In their paper titled "Are Your LLMs Capable of Stable Reasoning? ", authors Junnan Liu, Hongwei Liu, Linchen Xiao, Ziyi Wang, Kuikun Liu, Songyang Gao, Wenwei Zhang, Songyang Zhang and Kai Chen address the significant gap between benchmark performances and real-world applications in Large Language Models (LLMs). They argue that this disconnect is primarily due to current evaluation protocols and metrics failing to fully capture the diverse capabilities of LLMs. This is especially evident in complex reasoning tasks where accuracy and consistency are paramount. To bridge this divide, the authors introduce two key contributions. Firstly, they propose G-Pass@k - a novel evaluation metric that offers a continuous assessment of model performance across multiple sampling attempts. This metric not only quantifies the peak performance potential of LLMs but also evaluates their stability over various scenarios. Secondly, they present LiveMathBench - a dynamic benchmark consisting of challenging mathematical problems designed to minimize data leakage risks during evaluation. Through extensive experiments utilizing G-Pass@k on cutting-edge LLMs with LiveMathBench, the authors provide comprehensive insights into both the maximum capabilities and operational consistency of these models. Their findings underscore substantial room for improvement in LLMs' "realistic" reasoning abilities and emphasize the necessity for more robust evaluation methods in assessing these advanced language models. The detailed results and benchmark information can be accessed at: https://github.com/open-compass/GPassK.
Created on 21 Dec. 2024

Assess the quality of the AI-generated content by voting

Score: 0

Why do we need votes?

Votes are used to determine whether we need to re-run our summarizing tools. If the count reaches -10, our tools can be restarted.

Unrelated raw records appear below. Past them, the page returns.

PR #2980, opened 2016-02-28
fix #2976

### LINKED ISSUE #2976: Stores non-config data in ~/.config/tox: screenshots, log
qTox: v1.2-353-gef5b9b8
Commit hash: ef5b9b8c1e1a934d200743fbdc4ff0ed02cde023
toxcore: 72b1a17cc28c9a5a653823336bf0a495f6f271b1
Qt: 5.5.1
OS version: Fedora 23 x86_64

As per https://specifications.freedesktop.org/basedir-spec/basedir-spec-latest.html,

> There is a single base directory relative to which user-specific configuration files should be written. This directory is defined by the environment variable $XDG_CONFIG_HOME.
> ...
> There is a single base directory relative to which user-specific non-essential (cached) data should be written. This directory is defined by the environment variable $XDG_CACHE_HOME. 

As of today qTox creates the following files in ~/.config/tox:

```
qtox.ini
qtox.log
screenshots/qTox_Screenshot*.png
```

The log and screenshots are not configuration data, so they should be moved to `XDG_CACHE_DIR` or `QStandardPaths::CacheLocation`.

michals:
on linux logs goes to ~/.cache/...
and screenshots goes to ~/.local/share/...

### DIFF
--- a/src/main.cpp
+++ b/src/main.cpp
@@ -129,7 +129,8 @@ int main(int argc, char *argv[])
     sodium_init(); // For the auto-updater
 
 #ifdef LOG_TO_FILE
-    QString logFileDir = Settings::getInstance().getSettingsDirPath();
+    QString logFileDir = Settings::getInstance().getAppCacheDirPath();
+    QDir(logFileDir).mkpath(".");
     logFileStream.reset(new QTextStream);
     logFileFile.reset(new QFile(logFileDir + "qtox.log"));
 
--- a/src/persistence/settings.cpp
+++ b/src/persistence/settings.cpp
@@ -568,8 +568,7 @@ QString Settings::getAppDataDirPath()
     // TODO: change QStandardPaths::DataLocation to AppDataLocation when upgrate Qt to 5.4+
     //       For now we need support Qt 5.3, so we use deprecated DataLocation
     //       BTW, it's not a big deal since for linux AppDataLocation and DataLocation are equal
-    return QDir::cleanPath(QStandardPaths::writableLocation(QStandardPaths::DataLocation)
-                           + QDir::separator() + "tox")+QDir::separator();
+    return QDir::cleanPath(QStandardPaths::writableLocation(QStandardPaths::DataLocation))+QDir::separator();
 #endif
 }
 
@@ -587,8 +586,7 @@ QString Settings::getAppCacheDirPath()
     return QDir::cleanPath(QStandardPaths::writableLocation(QStandardPaths::HomeLocation) + QDir::separator()
                            + "Library" + QDir::separator() + "Application Support" + QDir::separator() + "Tox")+QDir::separator();
 #else
-    return QDir::cleanPath(QStandardPaths::writableLocation(QStandardPaths::CacheLocation)
-                           + QDir::separator() + "tox")+QDir::separator();
+    return QDir::cleanPath(QStandardPaths::writableLocation(QStandardPaths::CacheLocation))+QDir::separator();
 #endif
 }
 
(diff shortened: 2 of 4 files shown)


michals:
Hi guys, any update on this one? Is there any change needed or comment or tests?

zetok:
Could you make the code a bit more "vertical" ?

I haven't looked into what code does, but given that it's about file locations on all platforms, IMHO it would be good if PR was tested by users on those platforms.

zetok:
RE: testing
cc @RowenStipe , @towlie

sudden6:
I think we should use the `qtox` subdirectory for screenshots and logs.
Also testing is needed on Linux, Windows and Mac

michals:
I tested on Linux and it works correctly as requested in #2976 . 
It also does not break anything, because profile location is preserved.
Only consequences of update should be for Linux users: after update, new logs and new screenshots goes to new location (as recommended by freedesktop specs).

It should not affect other platforms, because for Windows and Mac exactly same code is executed (although, in other method). I didn't verify it on Windows nor Mac.

Previous code to determine path for screenshots and logs:
https://github.com/tux3/qTox/pull/2980/files#diff-5661f6b02abca6e3b7c75796b9a94ca8L535 

New code to determine path for screenshots:
https://github.com/tux3/qTox/pull/2980/files#diff-5661f6b02abca6e3b7c75796b9a94ca8R554
and logs:
https://github.com/tux3/qTox/pull/2980/files#diff-5661f6b02abca6e3b7c75796b9a94ca8R576

RowenStipe:
@zetok It works on OSX, also I agree with @sudden6 in that a qtox subdir should be used for things that are more specific to qTox; like screenshots, logs as well as, `.db`, and `.ini` files used only by qTox.

towlie:
This PR is linux only right? (the changes)

michals:
@towlie yes, it's Linux only. 

It makes linux version of qTox follow rules of storing app files in proper location as described in specs (referenced in issue #2976 )

sudden6:
@michals If you change the logs and screenshots directorys to `qtox` instead of `tox`, I think this would be ready to merge.

For the `.db` and `.ini` files a new PR would be better, becaus this potentially breaks things.

towlie:
I saw no problems on windows.

michals:
@sudden6 changed logs and screenshots directories to `qTox` instead of `tox`. Please note, that `/qTox` is added by `QStandardPaths`, so I just removed extra `/tox`.

sudden6:
With this merged, I can't take screenshots anymore.
qTox says "Failed to open temporary file" and then crashes. I suppose this is because the directory `.local/share/qTox` doesn't exist yet.

zetok:
> `.local/share/qTox`

I wonder if `qtox` wouldn't be better.

sudden6:
I wonder if there's some standard like the FHS for these directories.

zetok:
https://specifications.freedesktop.org/basedir-spec/basedir-spec-0.6.html

sudden6:
This document doesn't say anything about case-sensitivity.

zetok:
yep, that's why I'm wondering

michals:
For example, Gnome uses `~/.local/share/Trash/` with uppercase 'T'. 

The `qTox` is added automagically by `qstandardpaths`. It will require some quirks or changing the app name to have `qtox` instead of `qTox` in paths.

sudden6:
@zetok I see it the same as @michals , every program seems to use its name for this directory, so we should use `qTox`.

Similar papers summarized with our AI tools

Navigate through even more similar papers through a

tree representation

Look for similar papers (in beta version)

By clicking on the button above, our algorithm will scan all papers in our database to find the closest based on the contents of the full papers and not just on metadata. Please note that it only works for papers that we have generated summaries for and you can rerun it from time to time to get a more accurate result while our database grows.

Disclaimer: The AI-based summarization tool and virtual assistant provided on this website may not always provide accurate and complete summaries or responses. We encourage you to carefully review and evaluate the generated content to ensure its quality and relevance to your needs.